Ah! You got the "yellow label" stuff.
Did the orange have seeds? If so, you should see a doctor..... you might be gay.
Hank...
sorry to double post and I know this is off topic, and I also apologize for bringing up these sketches...
but what the pickledilly is going on in this picture?
http://i20.photobucket.com/albums/b229/jasonium/jbmdr7.jpg
seriously... were you hitting the glue with a buddy when this was drawn?
ps I microwaved some tortilla soup as hot as I thought you would have (i didn't learn from the burrito) and half my pallete is now missing. You are so hard core!
ok bye now!
well butter my buns and call me a biscuit, that url got cut off. Thanks blogger!
http://i20.photobucket.com/albums/b229/jasonium/jbmdr7.jpg
now i look like a total idiot in front of Hank!!!11!1!!!1
Once again you prove you are not the sharpest tool in the shed.
JC you have now been introduced to huffing. Good job. Next time keep Karen away from it she is an innocent. You need to post pics of the crowns so we all can see them.
I still believe you should at least invite Trudy over to your pad. Make sure you have candles lit. Have some nice cheese and crackers out, or some Alouetta. That stuff is amazing. Have a pitcher of water out and you can turn it to wine in front of her. Then just talk to her, ask her point blank how she feels about you. Ask her to tell you why she got so upset when she found out you had a date. From there you can make up your own mind on if you want to pursue her or not. But I am telling you that if you have a woman who enjoys your company, loves Quiznos, and is nice to Karen; you have hit the jackpot.
I heard that Bryan Adams has been fake tanning, invading homes, and belting out the hits. He may also have put on a few pounds making him appear round.
I suggest locking your home up and dumping the glue. That glue's no good for you or Karen.
It isn't very good to sniff things that smell funny, and especially not good to encourage lambs to. But anyway, I think that you need to ask Trudy out to a dinner and movie, because she is a heck (pardon my french) of a lot nicer than your dentist.

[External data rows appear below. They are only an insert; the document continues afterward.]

PR #450, opened 2026-06-03
Fix bug 431: validate directory overwrites without warning

### LINKED ISSUE #431: [BUG] [validate]  --validate-dir silently overwrites existing report on consecutive runs
## Description

When `--validate-dir` already contains a `report.json` from a previous run, it is silently overwritten with no warning. A user running `crane validate` multiple times could lose previous results without realizing it.

## Steps to Reproduce

```bash
# First run
./crane validate --context tgt-dev -i output/ --validate-dir validate-results/
# report.json written

# Second run -- overwrites silently
./crane validate --context tgt-dev -i output/ --validate-dir validate-results/
# No warning, previous report.json gone
```

## Actual Result

Existing `report.json` is overwritten silently. No warning is printed, no prompt, no indication that previous results were lost.

## Expected Result

One of:
1. Print a warning when overwriting an existing report: `WARN: overwriting existing report in <dir>`
2. Add a `--overwrite` flag that must be explicitly passed to allow overwriting
3. Use timestamped report filenames (e.g. `report-20260531-1821.json`) to preserve history

## Environment

- 2 minikube clusters, namespace admin (`src-dev` / `tgt-dev`)

stillalearner:
# PR: Fix bug 431: --validate-dir silently overwrites existing report on consecutive runs

  Fixes [#431](https://github.com/migtools/crane/issues/431). 
  Previous validation reports and failures were silently overwritten on consecutive runs, losing audit history.

  ## The Problem

  ```bash
  crane validate --context tgt -i output/ --validate-dir validate/
  # writes validate/report.json

  crane validate --context tgt -i output/ --validate-dir validate/
  # silently overwrites report.json — previous results lost
 ```
 
 ## The Fix

  Before writing new results, existing report.json and failures/ are renamed using the report's modification timestamp. Both are archived with the same timestamp derived from report.json to guarantee they stay grouped.

  First run:
  validate/
  ├── report.json
  └── failures/

  Second run:
  validate/
  ├── report.json                       ← latest
  ├── report-20260603-100942.json       ← previous (renamed)
  ├── failures/                         ← latest
  └── failures-20260603-100942/         ← previous (renamed, same timestamp)

  Third run:
  validate/
  ├── report.json                       ← latest
  ├── report-20260603-100942.json       ← first run
  ├── report-20260603-112015.json       ← second run
  ├── failures/                         ← latest
  ├── failures-20260603-100942/         ← first run
  └── failures-20260603-112015/         ← second run

  - report.json always exists at a stable path for scripts
  - Previous results preserved with timestamps for audit
  - Timestamp is the report file's modification time (when it was originally written), not the current time
  - Report and failures share the same timestamp so they stay paired
  - No data duplication on disk

  Manual Testing on Minikube (all PASS)

## Summary by CodeRabbit

* **New Features**
  * Previous validation reports and failure directories are now automatically archived before new reports are generated. Archived items use a shared timestamp-based naming to preserve validation run history and avoid overwriting.

* **Tests**
  * Added unit tests covering timestamp computation and archiving behavior, including cases for files, directories, format switches, and no-previous-results.

### DIFF
--- a/cmd/validate/validate.go
+++ b/cmd/validate/validate.go
@@ -123,18 +123,10 @@ func (o *ValidateOptions) Run() error {
 	reportPath := filepath.Join(o.validateDir, "report."+reportExt)
 	failuresDir := filepath.Join(o.validateDir, "failures")
 
-	// Archive previous results using report's timestamp so report and failures
-	// are grouped by the same timestamp even if they were written at slightly
-	// different times within the same run.
-	if ts, err := getArchiveTimestamp(reportPath); err != nil {
-		return fmt.Errorf("checking previous report: %w", err)
-	} else if ts != "" {
-		if err := archiveWithTimestamp(reportPath, ts, log); err != nil {
-			return fmt.Errorf("archiving previous report: %w", err)
-		}
-		if err := archiveWithTimestamp(failuresDir, ts, log); err != nil {
-			return fmt.Errorf("archiving previous failures: %w", err)
-		}
+	// Archive previous results. Check for report in any format (json or yaml)
+	// to handle the case where the user switches --output format between runs.
+	if err := archivePreviousResults(o.validateDir, failuresDir, log); err != nil {
+		return err
 	}
 
 	reportFile, err := os.Create(reportPath)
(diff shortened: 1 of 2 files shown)


nachandr:
Since the validate directory will accumulate many archived results, could we have an archive retention policy (e.g., keep last N archives, or archives from last M days) ?

stillalearner:
> Since the validate directory will accumulate many archived results, could we have an archive retention policy (e.g., keep last N archives, or archives from last M days) ?

We are just renaming the previous report and directory, 

I think it is the headache of user of how many reports he wants to keep in his local. 

We are not keeping anything.

cmd/validate/validate.go
```diff
@@ -151,6 +167,45 @@ func (o *ValidateOptions) Run() error {
...
+// as a timestamp string. Returns empty string if the path does not exist.
+func getArchiveTimestamp(path string) (string, error) {
+	info, err := os.Stat(path)
+	if os.IsNotExist(err) {
+		return "", nil
+	}
+	if err != nil {
+		return "", fmt.Errorf("checking %q: %w", path, err)
+	}
+	return info.ModTime().Format("20060102-150405"), nil
```
aufi, line 172: 👍 nice using the file modtime

cmd/validate/validate.go
```diff
@@ -118,8 +118,25 @@ func (o *ValidateOptions) Run() error {
...
 	reportExt := o.outputFormat
 	reportPath := filepath.Join(o.validateDir, "report."+reportExt)
+	failuresDir := filepath.Join(o.validateDir, "failures")
+
+	// Archive previous results using report's timestamp so report and failures
+	// are grouped by the same timestamp even if they were written at slightly
+	// different times within the same run.
+	if ts, err := getArchiveTimestamp(reportPath); err != nil {
+		return fmt.Errorf("checking previous report: %w", err)
+	} else if ts != "" {
```
aufi: Not a merge blocker, just maybe a nit for better readable condition.

Return from condition "true" block and then `else if`, could be something like following more clear:
```
ts, err := getArchiveTimestamp(reportPath)
if err != nil {
    return fmt.Errorf("checking previous report: %w", err)
} 

// something to archive 
if ts != "" {
    if err := archiveWithTimestamp(reportPath, ts, log); err != nil {
        return fmt.Errorf("archiving previous report: %w", err)
    }
    if err := archiveWithTimestamp(failuresDir, ts, log); err != nil {
        return fmt.Errorf("archiving previous failures: %w", err)
    }
}
```

Not requiring the change, current code looks to work, so it is up to your consideration.

aufi (approved):

midays (approved):
no issues, solid test case

cmd/validate/validate.go
stillalearner: Rule 1: DONT TOUCH THE WORKING CODE

PR #458, opened 2026-06-05
Inject proper crane version from tag in CI

msajidmansoori12:
## Summary by CodeRabbit

* **Chores**
  * Release builds now write compiled artifacts to a dedicated distribution directory.
  * Build process embeds a computed build version (tag or commit-based) into artifacts and validates its presence.
  * CI will fail if the expected version metadata is not found in the produced binary.

* **New Features**
  * CLI version output now includes the build commit SHA alongside the version for clearer traceability.

### DIFF
--- a/internal/buildinfo/buildinfo.go
+++ b/internal/buildinfo/buildinfo.go
@@ -10,9 +10,12 @@ import (
 )
 
 var (
+	// Version and BuildCommit can be overridden at build time with:
+	// go build -ldflags="-X github.com/konveyor/crane/internal/buildinfo.Version=<version> -X github.com/konveyor/crane/internal/buildinfo.BuildCommit=$(git rev-parse HEAD)"
 	Version string = "v0.0.6"
 
 	CranelibVersion string = cranelibversion.Version
+	BuildCommit     string = ""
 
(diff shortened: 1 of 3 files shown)


internal/buildinfo/buildinfo.go
```diff
@@ -10,9 +10,12 @@ import (
 )
 
 var (
+	// Version and BuildCommit can be overridden at build time with:
+	// go build -ldflags="-X github.com/konveyor/crane/internal/buildinfo.Version=<version> -X github.com/konveyor/crane/internal/buildinfo.BuildCommit=$(git rev-parse HEAD)"
 	Version string = "v0.0.6"
```
aufi: Small nit, could we default to `latest` or `main`?

aufi (approved):
Looks great, thanks for the PR! Left one minor comment.

internal/buildinfo/buildinfo.go
msajidmansoori12: @aufi Thanks, good point. I’ll set the default BuildCommit to main (used only when ldflags are not provided), while CI/tag builds will continue injecting the real commit SHA.

msajidmansoori12:
@coderabbit summary

PR #493, opened 2026-06-09
Fix fail fast

### LINKED ISSUE #471: [BUG] transform should fail fast when export directory is missing (without creating stage directories)
## Description

When running:

`./crane transform -p .local-plugins`

and the `export/` directory does not exist, `crane transform` currently:

1. Discovers no existing stages
2. Creates default stage directories (for example `transform/10_KubernetesPlugin` and `transform/15_OpenShiftPlugin`)
3. Then fails with an error about missing export input

This leaves partial/stale artifacts in `transform/` even though the command failed.  
In fail-fast workflows, this is confusing and can affect follow-up runs by making stage discovery stateful after a failed invocation.

## Expected behavior

- `transform` should validate input preconditions first (including export directory existence/readability).
- If the export directory is missing, it should fail immediately with a clear error.
- No stage directories or other transform artifacts should be created on this failure path.

Seeing similar behaviour for crane apply , if transform dir is not present it still creates output dirs then fails. This should also be fixed.

msajidmansoori12:
## Summary by CodeRabbit

* **Bug Fixes**
  * Validate now rejects missing or non-directory transform-dir and export-dir with clear errors
  * Configuration issues are detected during validation (before execution); validation no longer creates output/transform directories on failure

* **Tests**
  * Added tests covering directory path validation and ensuring failed validation does not create directories

### DIFF
--- a/cmd/apply/apply.go
+++ b/cmd/apply/apply.go
@@ -45,7 +45,16 @@ func (o *Options) Complete(c *cobra.Command, args []string) error {
 }
 
 func (o *Options) Validate() error {
-	// No validation needed - stages are resolved in run()
+	info, err := os.Stat(o.TransformDir)
+	if err != nil {
+		if os.IsNotExist(err) {
+			return fmt.Errorf("transform-dir %q does not exist", o.TransformDir)
+		}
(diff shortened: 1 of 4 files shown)


aufi (approved):
LGTM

Oh, and I have a question:
What is your opinion on subtle religious refrences in music? Should it be subtle, or should it be straight forward christian music?
Hey to the commenters! Thanks for all that commenting you do!
Dear J2: Great! Though they did smell funny.
Dear Lelo in Nopo: I don't know the running man. But I can do the Roger Rabbit!
Dear G: No, they were like Burger King crowns. I think that's bull that BK charges you to get a crown. (Pardon my French.)
Dear Ja'amio: I don't recall if it had seeds. But his pee-pee was really big. (Pardon my French.)
Dear Ja'amio: Wrong Jesus. Be careful with soup!
Dear Narcess: Maybe if you love Trudy so much, you should marry her! Ha! I got you with a joke!
Dear Cee in SF: Why is everyone blaming the glue?
Dear Amit: A movie? I already gave Trudy a crown, and I don't think she liked it. She yelled a lot, and said a giant pork chop was chasing her.
Christian music stinks. (Pardon my you know.)
be careful my dear lord.. dont go huffing anything by accident anymore!